To women, I would say, it's not just sex. Men are constantly criticized as being driven purely by sexual lust. But if there's another thing that men value highly, it's friendship. Male bonding is a reality and take it from one man, it's a real need we feel, although we may not talk about it very much. We want to "bond" with our marriage partners as well. When that friendship disappears over time, we look elsewhere and real sex is easier and quicker to find than real friendship, so it often substitutes when we're under stress. Thus many divorces "caused" by a man's sexual infidelity have roots in a loss of friendship. If you examine your marriage, think of it from that perspective.

Finally, if you raise this subject with your husband, don't demand an answer on the spot. Donít even say, "Come back to me when you have an answer." We don't communicate the same way you do, give us time. You might be surprised what we'll come up with if we're not under pressure.
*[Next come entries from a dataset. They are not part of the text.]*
PR #185, opened 2018-11-07
Solved crash after activity is killed for backup flow

OrenZak:
#### Main purpose:
The crash appeared while having the developer option of `don't keep activities`.
This fix is only for backup flow, restore flow will do next.
#### Technical description:
Add save instance state mechanism for the fragments and main activity `BackupActivity`

### DIFF
--- a/recovery/src/main/java/com/kin/ecosystem/recovery/backup/presenter/BackupPresenter.java
+++ b/recovery/src/main/java/com/kin/ecosystem/recovery/backup/presenter/BackupPresenter.java
@@ -1,9 +1,13 @@
 package com.kin.ecosystem.recovery.backup.presenter;
 
+import android.os.Bundle;
 import com.kin.ecosystem.recovery.backup.view.BackupNextStepListener;
 import com.kin.ecosystem.recovery.backup.view.BackupView;
 import com.kin.ecosystem.recovery.base.BasePresenter;
 
 public interface BackupPresenter extends BasePresenter<BackupView>, BackupNextStepListener {
 
+	void onSaveInstanceState(Bundle outState);
+
+	void saveKeyData(String key);
 }
--- a/recovery/src/main/java/com/kin/ecosystem/recovery/backup/presenter/BackupPresenter.java
+++ b/recovery/src/main/java/com/kin/ecosystem/recovery/backup/presenter/BackupPresenter.java
@@ -1,13 +1,13 @@
 package com.kin.ecosystem.recovery.backup.presenter;
 
 import android.os.Bundle;
-import com.kin.ecosystem.recovery.backup.view.BackupNextStepListener;
+import com.kin.ecosystem.recovery.backup.view.BackupNavigator;
 import com.kin.ecosystem.recovery.backup.view.BackupView;
 import com.kin.ecosystem.recovery.base.BasePresenter;
 
-public interface BackupPresenter extends BasePresenter<BackupView>, BackupNextStepListener {
+public interface BackupPresenter extends BasePresenter<BackupView>, BackupNavigator {
 
 	void onSaveInstanceState(Bundle outState);
 
-	void saveKeyData(String key);
+	void setAccountKey(String key);
 }
--- a/recovery/src/main/java/com/kin/ecosystem/recovery/backup/presenter/BackupPresenterImpl.java
+++ b/recovery/src/main/java/com/kin/ecosystem/recovery/backup/presenter/BackupPresenterImpl.java
@@ -10,36 +10,40 @@ import com.kin.ecosystem.recovery.events.CallbackManager;
 
 public class BackupPresenterImpl extends BasePresenterImpl<BackupView> implements BackupPresenter {
 
-	private static final String KEY_STEP = "kinrecovery_step";
-	public static final String KEY_ACCOUNT_KEY = "kinrecovery_account_key";
+	private static final String KEY_STEP = "kinrecovery_backup_step";
+	public static final String KEY_ACCOUNT_KEY = "kinrecovery_backup_account_key";
 
 	private @Step
 	int step;
 	private final CallbackManager callbackManager;
 	private boolean isBackupSucceed = false;
-	private final Bundle savedInstanceState;
+	private String accountKey;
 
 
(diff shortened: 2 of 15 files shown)


recovery/src/main/java/com/kin/ecosystem/recovery/backup/presenter/BackupPresenterImpl.java
```diff
@@ -2,27 +2,38 @@
...
 
+	private static final String KEY_STEP = "kinrecovery_step";
+	public static final String KEY_ACCOUNT_KEY = "kinrecovery_account_key";
+
 	private @Step
-	int step = STEP_START;
+	int step;
 	private final CallbackManager callbackManager;
 	private boolean isBackupSucceed = false;
+	private final Bundle savedInstanceState;
```
YohayBar: Whatabout having property for KEY_STEP and KEY_ACCOUNT_KEY and not savedInstanceState.
in BackupPresenterImpl if savedInstanceState != null extract both. In onSaveInstanceState save both params in outState

recovery/src/main/java/com/kin/ecosystem/recovery/backup/presenter/BackupPresenterImpl.java
```diff
@@ -53,11 +64,14 @@ public void setStep(@Step final int step, @Nullable Bundle data) {
 					break;
 				case STEP_SAVE_AND_SHARE:
 					if (data != null) {
-						final String key = data.getString(KEY_ACCOUNT_KEY, null);
+						final String key = getAccountKey(data);
```
YohayBar: I will remove @Nullable Bundle data from setStep and instead use String key

recovery/src/main/java/com/kin/ecosystem/recovery/backup/presenter/BackupPresenterImpl.java
YohayBar: same as you did on SaveAndSharePresenterImpl

recovery/src/main/java/com/kin/ecosystem/recovery/backup/presenter/BackupPresenterImpl.java
```diff
@@ -68,4 +82,19 @@ public void setStep(@Step final int step, @Nullable Bundle data) {
...
+		outState.putString(KEY_ACCOUNT_KEY, getAccountKey(savedInstanceState));
+	}
+
+	@Override
+	public void saveKeyData(String key) {
+		this.savedInstanceState.putString(KEY_ACCOUNT_KEY, key);
+	}
+
+	private String getAccountKey(@NonNull final Bundle data) {
+		return data.getString(KEY_ACCOUNT_KEY);
```
YohayBar: it might return null String

recovery/src/main/java/com/kin/ecosystem/recovery/backup/presenter/BackupPresenter.java
```diff
@@ -1,9 +1,13 @@
...
+import android.os.Bundle;
 import com.kin.ecosystem.recovery.backup.view.BackupNextStepListener;
 import com.kin.ecosystem.recovery.backup.view.BackupView;
 import com.kin.ecosystem.recovery.base.BasePresenter;
 
 public interface BackupPresenter extends BasePresenter<BackupView>, BackupNextStepListener {
 
+	void onSaveInstanceState(Bundle outState);
+
+	void saveKeyData(String key);
```
YohayBar: setKey could be better - the save is internal detail

recovery/src/main/java/com/kin/ecosystem/recovery/backup/presenter/BackupPresenter.java
```diff
@@ -1,9 +1,13 @@
 package com.kin.ecosystem.recovery.backup.presenter;
 
+import android.os.Bundle;
 import com.kin.ecosystem.recovery.backup.view.BackupNextStepListener;
 import com.kin.ecosystem.recovery.backup.view.BackupView;
 import com.kin.ecosystem.recovery.base.BasePresenter;
 
 public interface BackupPresenter extends BasePresenter<BackupView>, BackupNextStepListener {
 
+	void onSaveInstanceState(Bundle outState);
```
YohayBar, line 10: will that affect unit test of BackupPresenter do to  Bundle

recovery/src/main/java/com/kin/ecosystem/recovery/backup/presenter/BackupPresenter.java
YohayBar: Consider to provide API for get/set  key and step explicitly within the presenter. The view will be able to set and also get the current value in the presenter. The Activity/Fragment responsibility to persist (by calling get on these property)  or restore it (by set) when needed

recovery/src/main/java/com/kin/ecosystem/recovery/backup/view/BackupActivity.java
```diff
@@ -137,10 +163,28 @@ protected void onStop() {
...
 		}
 	}
+
+	private void setCreatePasswordFragmentAttributes(CreatePasswordFragment createPasswordFragment) {
+		createPasswordFragment.setNextStepListener(backupPresenter);
+		createPasswordFragment.setKeyboardHandler(this);
+	}
+
+	private CreatePasswordFragment getSavedCreatePasswordFragment() {
+		return (CreatePasswordFragment) getSupportFragmentManager()
```
YohayBar: potential NPE

recovery/src/main/java/com/kin/ecosystem/recovery/backup/view/BackupActivity.java
```diff
@@ -48,6 +60,8 @@ public void startBackupFlow() {
 
 		if (backupInfoFragment == null) {
 			backupInfoFragment = BackupInfoFragment.newInstance(backupPresenter);
+		} else {
```
YohayBar: Our entire usage of newInstance is broken - new instance design pattern will only work for priorities that can be  stored in bundle using setArguments. just setting properties will not be store if fragment will be recreated

YohayBar (approved):
💯

PR #191, opened 2018-11-13
Nitzan/eco 758/fix webview mailto

nitzantomer:
Our webview did not support `mailto` links.
This PR fixes that.


phips28:
pls also merge it into `no_loc` branch when its ready for Swelly release. Thx!

sdk/src/main/java/com/kin/ecosystem/web/EcosystemWebViewClient.java
```diff
@@ -24,4 +31,29 @@ public void onPageFinished(WebView view, String url) {
     public void onReceivedError(WebView view, WebResourceRequest request, WebResourceError error) {
 		Logger.log(new Log().withTag(TAG).text("onReceivedError(WEB_VIEW, REQUEST, \"" + error.toString() + "\")"));
     }
+
+    @Override
+    public boolean shouldOverrideUrlLoading(WebView view, String url) {
```
YohayBar, line 36: From documentation - 
This method was deprecated in API level 24.
Use shouldOverrideUrlLoading(WebView, WebResourceRequest) instead.

YohayBar (approved):
👍 fix conflicts

sdk/src/main/java/com/kin/ecosystem/web/EcosystemWebViewClient.java
```diff
@@ -24,4 +31,29 @@ public void onPageFinished(WebView view, String url) {
...
+        if (url.startsWith("mailto:")) {
+            MailTo mt = MailTo.parse(url);
+            Intent intent = newEmailIntent(context, mt.getTo(), mt.getSubject(), mt.getBody(), mt.getCc());
+            context.startActivity(intent);
+
+            return true;
+        } else {
+            view.loadUrl(url);
```
YohayBar: ?

YohayBar: "Note: Do not call WebView.loadUrl(String) with the same URL and then return true. This unnecessarily cancels the current load and starts a new load with the same URL. The correct way to continue loading a given URL is to simply return false, without calling WebView.loadUrl(String)."

YohayBar (approved):

PR #196, opened 2018-11-16
fix crash of orderhistory don't keep activities

OrenZak:
#### Main purpose:
Crash after activity restart due to `don't keep activities` (low memory devices)
#### Technical description:
Save screen id on saveInstanceState and use it on restart activity

### DIFF
--- a/sdk/src/main/java/com/kin/ecosystem/main/view/EcosystemActivity.java
+++ b/sdk/src/main/java/com/kin/ecosystem/main/view/EcosystemActivity.java
@@ -8,6 +8,8 @@ import static com.kin.ecosystem.main.Title.ORDER_HISTORY_TITLE;
 import android.content.Intent;
 import android.os.Bundle;
 import android.support.annotation.Nullable;
+import android.support.v4.app.FragmentManager.BackStackEntry;
+import android.support.v4.app.FragmentTransaction;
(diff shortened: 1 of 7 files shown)


sdk/src/main/java/com/kin/ecosystem/main/view/EcosystemActivity.java
```diff
@@ -247,6 +267,19 @@ public void navigateBack() {
 			super.onBackPressed();
 			overridePendingTransition(0, R.anim.kinecosystem_slide_out_right);
 		} else {
+			BackStackEntry entry = getSupportFragmentManager().getBackStackEntryAt(count - 1);
+			if (entry != null && entry.getName().equals(MARKETPLACE_TO_ORDER_HISTORY)) {
+				// After pressing back from OrderHistory, should put the attrs again.
+				// This is the only fragment that should set presenter again on back.
+				MarketplaceFragment marketplaceFragment = getSavedMarketplaceFragment();
+				if (marketplaceFragment != null) {
```
YohayBar, line 275: what happens if marketplaceFragment == null?

OrenZak: no sure it's even possible, only this fragment goes to back stack.

YohayBar (approved):

PR #202, opened 2018-11-22
Eco/hotfix/api remove observer wrong method impl

OrenZak:


core/src/main/java/com/kin/ecosystem/core/data/blockchain/BlockchainSourceImpl.java
```diff
@@ -372,8 +372,13 @@ public void updateActiveAccount(int accountIndex) throws BlockchainException {
 		local.setAccountIndex(accountIndex);
 		createKinAccountIfNeeded();
 
-		balanceRegistration.remove();
-		startBalanceListener();
+		if (balanceRegistration != null) {
+			balanceRegistration.remove();
```
YohayBar: synchronize when checking balanceObserversCount?

OrenZak: 👍

YohayBar: maybe add removeRegistration(balanceRegistration); into synchronized (balanceObserversLock) { } instead

YohayBar (approved):

PR #204, opened 2018-11-25
Crash getting null Error from server

OrenZak:
#### Main purpose:
Solve crash of getting Null Error, so we can't get the message.
Not sure where is came from client/server.
#### Technical description:
- Added an Error object if `deserializeError` failed from severs so we will know later.
- Added more error code from the server to `ErrorUtil` so we will handle all the error codes.
- Return a default error from the server, so we won't crash.
- Make the `ServiceException.getMessage()` to be the message from the server.

### DIFF
--- a/core/src/main/java/com/kin/ecosystem/core/network/ApiClient.java
+++ b/core/src/main/java/com/kin/ecosystem/core/network/ApiClient.java
@@ -576,7 +576,7 @@ public class ApiClient {
             return (Error) (json.deserialize(respBody, new TypeToken<Error>() {
             }.getType()));
         } catch (Throwable throwable) {
-            return null;
+            return new Error("Could not deserialize Error", "Could not deserialize: " + respBody, 0);
         }
     }
 
--- a/core/src/main/java/com/kin/ecosystem/core/network/model/Error.java
+++ b/core/src/main/java/com/kin/ecosystem/core/network/model/Error.java
@@ -22,11 +22,11 @@ import java.util.Objects;
  */
 public class Error {
     @SerializedName("error")
-    private String error = null;
+    private String error;
     @SerializedName("message")
-    private String message = null;
+    private String message;
     @SerializedName("code")
-    private Integer code = null;
+    private Integer code;
 
     public Error(String error, String message, Integer code) {
         this.error = error;
@@ -46,7 +46,7 @@ public class Error {
      * @return error
      **/
     public String getError() {
-        return error;
+        return error == null ? "" : error;
     }
 
     public void setError(String error) {
@@ -65,7 +65,7 @@ public class Error {
      * @return message
      **/
     public String getMessage() {
-        return message;
+        return message == null ? "" : message;
     }
 
     public void setMessage(String message) {
@@ -78,7 +78,7 @@ public class Error {
     }
 
 
-    /**
+    /**g
      * Get code
      *
      * @return code
@@ -107,6 +107,7 @@ public class Error {
 
     @Override
     public int hashCode() {
+
         return Objects.hash(error, message, code);
     }
 }
--- a/core/src/main/java/com/kin/ecosystem/core/network/model/Error.java
+++ b/core/src/main/java/com/kin/ecosystem/core/network/model/Error.java
@@ -21,6 +21,9 @@ import java.util.Objects;
  * an error
  */
 public class Error {
+
+    private static final String EMPTY_STR = "";
+
     @SerializedName("error")
     private String error;
     @SerializedName("message")
@@ -46,7 +49,7 @@ public class Error {
      * @return error
      **/
     public String getError() {
-        return error == null ? "" : error;
+        return error == null ? EMPTY_STR : error;
     }
 
     public void setError(String error) {
@@ -65,7 +68,7 @@ public class Error {
      * @return message
      **/
     public String getMessage() {
-        return message == null ? "" : message;
+        return message == null ? EMPTY_STR : message;
     }
 
     public void setMessage(String message) {
@@ -78,7 +81,7 @@ public class Error {
     }
 
 
-    /**g
+    /**
      * Get code
      *
      * @return code
--- a/core/src/main/java/com/kin/ecosystem/core/util/ErrorUtil.java
+++ b/core/src/main/java/com/kin/ecosystem/core/util/ErrorUtil.java
@@ -17,7 +17,6 @@ import kin.core.exception.TransactionFailedException;
 public class ErrorUtil {
 
 	// Error messages
-	private static final String USER_NOT_FOUND_ON_ECOSYSTEM_SERVER = "User not found on the Ecosystem server";
 	private static final String THE_ECOSYSTEM_SERVER_RETURNED_AN_ERROR = "The Ecosystem server returned an error. See underlying Error for details";
 	private static final String ECOSYSTEM_SDK_ENCOUNTERED_AN_UNEXPECTED_ERROR = "Ecosystem SDK encountered an unexpected error";
 	private static final String BLOCKCHAIN_ENCOUNTERED_AN_UNEXPECTED_ERROR = "Blockchain encountered an unexpected error";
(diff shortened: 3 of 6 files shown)


sdk/src/main/java/com/kin/ecosystem/marketplace/presenter/SpendDialogPresenter.java
```diff
@@ -91,10 +91,10 @@ public void onResponse(OpenOrder response) {
 			public void onFailure(KinEcosystemException exception) {
 				showToast(SOMETHING_WENT_WRONG);
 				try {
-					String errorMsg = ((ApiException) exception.getCause()).getResponseBody().getMessage();
+					String errorMsg = exception.getMessage();
 					eventLogger.send(SpendOrderCreationFailed
 						.create(errorMsg, offer.getId(), false, SpendOrderCreationFailed.Origin.MARKETPLACE));
-				} catch (ClassCastException e) {
+				} catch (Throwable e) {
```
YohayBar: no need to try catch both lines are identical and use exception.getMessage() as the message - this will also really help with catching crash as the exception.getMessage() is used again

core/src/main/java/com/kin/ecosystem/core/network/model/Error.java
```diff
@@ -65,7 +65,7 @@ public Error message(String message) {
      * @return message
      **/
     public String getMessage() {
-        return message;
+        return message == null ? "" : message;
```
YohayBar: change ""  to public CONST something like " Missing error message" in case we get Error event without message we will know the origin of the missing message

core/src/main/java/com/kin/ecosystem/core/network/ApiClient.java
```diff
@@ -576,7 +576,7 @@ private Error deserializeError(String respBody) {
             return (Error) (json.deserialize(respBody, new TypeToken<Error>() {
             }.getType()));
         } catch (Throwable throwable) {
-            return null;
+            return new Error("Could not deserialize Error", "Could not deserialize: " + respBody, 0);
```
YohayBar, line 579: Consider adding a second parameter i.e deserializeError(String respBody, String origin)  the origin will be used to track where deserializeError called from

YohayBar: could be passed as the error code

core/src/main/java/com/kin/ecosystem/core/network/model/Error.java
```diff
@@ -78,7 +78,7 @@ public Error code(Integer code) {
     }
 
 
-    /**
+    /**g
```
YohayBar: remove g

core/src/main/java/com/kin/ecosystem/core/util/ErrorUtil.java
```diff
@@ -39,31 +38,32 @@
...
+				case ERROR_CODE_TRANSACTION_FAILED_ERROR:
+					Error error = apiException.getResponseBody();
+					if (error != null) {
+						String msg = error.getMessage();
+						exception = new ServiceException(ServiceException.SERVICE_ERROR,
+							(msg != null && !msg.isEmpty()) ? msg : THE_ECOSYSTEM_SERVER_RETURNED_AN_ERROR,
+							apiException);
+						break;
+					}
+					exception = createUnknownServiceException(apiException);
```
yosriz, line 66: seems like a typo, you overwriting the extracted exception

sdk/src/main/java/com/kin/ecosystem/poll/presenter/PollWebViewPresenter.java
```diff
@@ -92,13 +92,7 @@ public void onResponse(OpenOrder response) {
...
 			public void onFailure(KinEcosystemException exception) {
 				showToast(SOMETHING_WENT_WRONG);
-				String errorMsg;
-				try {
-					errorMsg = ((ApiException) exception.getCause()).getResponseBody().getMessage();
-				} catch (Throwable error) {
-					errorMsg = error.getMessage();
-				}
-
+				String errorMsg = exception.getMessage();
```
yosriz, line 95: I think the best way for handling unexpected errors in log is to print the entire stacktrace to get as much data as needed using android `Log.getStackTraceString()`, it will print also the cause.
You can see an example here https://github.com/kinecosystem/atn-android/blob/0e4c0269783a82c2bfa1773159cd239ea530ef06/atnlib/src/main/java/com/kik/atn/AndroidLogger.java#L57 (I did a fix there aa Android don't print `UnknownHostException` and we did want to know about it)

core/src/main/java/com/kin/ecosystem/core/util/ErrorUtil.java
```diff
@@ -39,31 +38,32 @@
 	public static final int ERROR_CODE_REQUEST_TIMEOUT = 408;
 	public static final int ERROR_CODE_CONFLICT = 409;
 	public static final int ERROR_CODE_INTERNAL_SERVER_ERROR = 500;
+	public static final int ERROR_CODE_TRANSACTION_FAILED_ERROR = 700;
 
-	public static final int ERROR_CODE_USER_NOT_FOUND = 4046;
```
YohayBar, line 43: don't we have 4046 error code?

core/src/main/java/com/kin/ecosystem/core/network/model/Error.java
YohayBar: you can also just provide a default value for the property

OrenZak: i don't want to use default value because it can be set to null.
i'll use const

core/src/main/java/com/kin/ecosystem/core/network/ApiClient.java
OrenZak: not sure why do we need it.
it can be called only from the client.

core/src/main/java/com/kin/ecosystem/core/util/ErrorUtil.java
OrenZak: I'm not, there is a break before.

yosriz: :eyes: Ohh, that's confusing

sdk/src/main/java/com/kin/ecosystem/poll/presenter/PollWebViewPresenter.java
OrenZak: I'm getting the error msg its enough for us at this moment, this is not the case we want to see the stacktrace. later on, we will have an exception handler that will post the stacktrace to our endpoint, it's an open task :)

core/src/main/java/com/kin/ecosystem/core/util/ErrorUtil.java
OrenZak: we did, but it's part of `ERROR_CODE_NOT_FOUND` so we handled it specifically but I'm taking the message from the `apiException` so it will be a more clear message and not default one.

sdk/src/main/java/com/kin/ecosystem/poll/presenter/PollWebViewPresenter.java
yosriz: :+1:

core/src/main/java/com/kin/ecosystem/core/util/ErrorUtil.java
```diff
@@ -74,16 +74,16 @@ public static KinEcosystemException fromApiException(ApiException apiException)
...
 			}
 		}
 		return exception;
 	}
 
-	private static KinEcosystemException createUnknownException(@Nullable Throwable throwable) {
-		return new KinEcosystemException(KinEcosystemException.UNKNOWN, ECOSYSTEM_SDK_ENCOUNTERED_AN_UNEXPECTED_ERROR,
-			throwable);
+	private static KinEcosystemException createUnknownServiceException(@Nullable Throwable throwable) {
+		final String msg  = (throwable != null && throwable.getMessage() != null) ? throwable.getMessage() : ECOSYSTEM_SDK_ENCOUNTERED_AN_UNEXPECTED_ERROR;
```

To men, I would say, open up. Almost every letter I get from a woman on this subject includes the word "suddenly" as in, "suddenly, he told me he was leaving". We don't communicate with women enough. We know that, but it's part of the way we're brought up to be men, to bear unhappiness in silence without "whining". Communication is not whining. Going out, looking for a sexual adventure, may provide some short-term release from the pressure of an unhappy marriage, but it's just another form of whining. If you read my advice to women above, take your wife by surprise. Raise the subject of your friendship with her yourself and it's importance to you now, while it's still healthy or at least has a chance. It can't hurt. It might help.

Finally, I'd like to assume your wife was your friend when you married. If she wasn't, if she was primarily to be a "live-in" sex partner, you have only yourself to blame. Common sense alone should tell you that. If it's not working any longer and you want out of the marriage, be honest with yourself and be gentle on her. If you have children living at home with you, your responsibility is even greater. You made the mistake, not them. Before you walk out on them, sit down and talk seriously with yourself. Two wrongs will not make a right.

I know one thing for sure. If I say nothing more, I will receive e-mail from men whose wives are the ones having the midlife crisis, men who are trying to save their marriages or who failed and are recovering from a divorce. You're right, it's not just a matter of men leaving women. Such is gender equality in the 21st century. I can only hope that some of the remarks above, taken in the context of your situation, will be of help as well.